Gli operatori, è facile intuirlo, daranno battaglia. D’altronde, sul piede di guerra già ci sono. Andrea Purgatori, rappresentante del movimento dei 100 autori, ha espresso chiaramente la posizione di una buona fetta del mondo del cinema: “Questo governo detesta il cinema italiano”. Per Purgatori, ci sarebbe in atto un preciso disegno per controllare quanto viene prodotto per le sale. Se, con la scusa di recidere il legame fra Stato e cinema, si vogliono stringere i cordoni della spesa, il risultato sarà quello di avere commedie commerciali dallo scontato lieto fine. Sembra un po’ questo il ragionamento dei cinefili “impegnati”.
Senza voler entrare in dispute sulla qualità delle opere, par di capire allora che esista una stretta relazione fra il cinema assistito e quello di qualità. Quest’ultimo non può sopravvivere senza il sostegno dello Stato. In realtà, da parte dei 100 autori si afferma che è ben lontana da loro l’idea di un mondo del cinema che elemosina aiuti dal settore pubblico. La strada da seguire sarebbe piuttosto quella battuta dalla Francia. Il modello francese rappresenta infatti il mondo ideale per i nostri cineasti.

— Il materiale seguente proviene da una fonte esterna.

PR #576, opened 2020-04-23
Bugfixes in init.c, more.c + expanded termcap

Mellvik:
- init() failed to read the last line of inittab, rewrote the scanFile function (kept the old code for review in #if 0)
- more() didn't wait for input, set VMIN to 1 and fixed uninitialized terms struct.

Indubbiamente, confrontando i dati, il cinema francese sembrerebbe passarsela decisamente meglio di quello italiano.
Ma, il rilancio della cinema nostrano passa davvero per una tassa di scopo e per la nascita di un Centro nazionale per la cinematografia? Su tale strumento insistono gli addetti ai lavori. Tassare i ricchi (ad esempio, le televisioni) per dare ai poveri (il cinema impegnato). Oppure, tassare il biglietto di ingresso per creare un fondo per il cinema. Che i soldi arrivino dalla fiscalità generale, dai profitti dei cugini fortunati o dalle tasche degli spettatori, non dovrebbe fare una gran differenza. Il problema si porrebbe negli stessi termini: chi decide a chi devono andare i soldi raccolti? La nascita di una Agenzia “indipendente”, riuscirà a recidere il legame fra politica e mondo dello spettacolo?
Anche la storia del tax shelter e del tax credit per il cinema dimostra che, alla fine, ci si va sempre a scontrare con quel muro: un muro fatto di commissioni che decidono chi ha o non ha il diritto di beneficiare delle agevolazioni fiscali.
La stessa sorte potrebbe subire la proposta di ridurre l’Iva per il settore. Attualmente al 10 per cento, il cinema potrebbe avere lo stesso trattamento dei libri (Iva al 4 per cento). Se poi si volesse riservare anche al dvd le condizioni di cui gode il libro, si scenderebbe dal 20 al 4 per cento. Le risorse che si libererebbero sarebbero ingenti. Ma un provvedimento del genere potrebbe mai diventare realtà? Se si dovesse superare lo scoglio del parlamento nazionale, ben più arduo sarebbe scavalcare il bastione comunitario. Aggirarlo vorrebbe dire abbassare l’Iva solamente per quelle pellicole che abbiano un particolare valore culturale. Così facendo, si tornerebbe da capo.
Non rimane allora che aspettare di vedere come il ministro Bondi realizzerà il suo progetto di riforma del cinema. Avremo la fine dei contributi pubblici dati da apposite commissioni alle presunte opere di qualità?
L’alternativa è regalare a tutti gli operatori l’autobiografia di Roger Corman (“Come ho fatto cento film a Hollywood senza mai perdere un dollaro”). Potremmo finalmente avere registi di culto che non necessitano dell’aiuto dello Stato. In tal modo, poi, si potrebbe anche sopprimere il Centro sperimentale di cinematografia. La factory di Corman ha visto passare registi del calibro di Martin Scorsese, Francis Ford Coppola, Joe Dante, John Sayles e tanti altri. Il tutto, senza perderci un dollaro e senza gravare sulle spalle dei contribuenti.